Man's remotest relative and one of the world's oldest organisms found - in the sludge of a lake in Norway Scientists say they have found one of the world's oldest living organisms and man's remotest relative - after spending two decades examining a microscopic algae-eater that lives in a lake in Norway.
They have even had to invent a new category of organism for it called Collodictyon because it is not an animal, plant, parasite, fungus or alga, they said.
They said the elusive, single-cell creature evolved about a billion years ago.
We have found an unknown branch of the tree of life that lives in this lake.
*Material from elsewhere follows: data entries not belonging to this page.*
PR #393, opened 2022-09-28
Small fixes to lease statistic reports

juhakujala:
**1. Remove unecessary fixed title from LeaseStatisticReportForm.js**

When creating reports, the page always showed the "Vuokrausten tilastoraportti" as a title for the section, even though there
was something else selected as the report type.

Remove the title completely as we are showing the selected report title in the report output.

**2. LeaseStatisticReportForm: Render submit button based on report type**

Remove fixed value checks to determine which button (Luo raportti / Lähetä sähköpostiin) to show. Use the `is_async` from the API to render the correct form submit button for each report type.

### DIFF
--- a/src/leaseStatisticReport/components/LeaseStatisticReportForm.js
+++ b/src/leaseStatisticReport/components/LeaseStatisticReportForm.js
@@ -20,7 +20,6 @@ import {
 import {
   LeaseStatisticReportPaths,
   LeaseStatisticReportTitles,
-  LeaseInvoicingReportTypes,
 } from '$src/leaseStatisticReport/enums';
 import {
   getReportTypeOptions,
@@ -122,7 +121,6 @@ class LeaseStatisticReportForm extends PureComponent<Props, State> {
       reports,
       isFetchingReports,
       isFetchingReportData,
-      reportType,
       isSendingMail,
       options,
       isFetchingOptions,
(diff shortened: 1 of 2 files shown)


src/leaseStatisticReport/components/LeaseStatisticReportForm.js
```diff
@@ -168,15 +167,15 @@ class LeaseStatisticReportForm extends PureComponent<Props, State> {
                   </Column>
                 );
               })}
-              {((reportType !== LeaseInvoicingReportTypes.RENT_FORECAST && reportType !== LeaseInvoicingReportTypes.LEASE_STATISTIC) && fields && !isFetchingOptions) &&<Column small={3} style={{margin: '10px 0'}}>
+              {(!isAsync && fields && !isFetchingOptions) &&<Column small={3} style={{margin: '10px 0'}}>
```
PasiVuohijoki, line 170: Newline before the opening tag of Column would be nice but since there are quite many similar little things here and there, it would take too much time to fix all of those.

PasiVuohijoki (approved):
Nothing to say about the changes. The old codebase is quite unclean here and there, but let's not go into that.

src/leaseStatisticReport/components/LeaseStatisticReportForm.js
juhakujala: I agree that there would be a lot to fix in what comes to code formatting...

It is unique!" University of Oslo researcher Kamran Shalchian-Tabrizi said.
"So far we know of no other group of organisms that descends from closer to the roots of the tree of life than this species."
Scientists believe the discovery may provide insight into what life looked like on earth hundreds of millions of years ago.
Collodictyon lives in the sludge of a small lake called Ås, 30 kilometres south of Oslo.
It has four tail-like propellers it uses to move around called flagella, and at 30 to 50 micrometres (millionths of a metre) long it can only be seen with a microscope.
Collodictyon possess cell nuclei enclosed by membranes, which makes them less like bacteria and more like eukaryotes, that is, plants, fungi, algae and animals, including humans.
Using the characteristics of collodictyon, Dr Tabrizi said scientists inferred that prehistoric eukaryotes were probably a single-cell organism with finger-like structures that it used to catch microscopic prey.
"They are not sociable creatures," added co-researcher Dag Klaveness, who bred millions of the tiny organisms for the study.
"They flourish best alone. Once they have eaten the food, cannibalism is the order of the day."
They have not been found anywhere but in Lake Ås.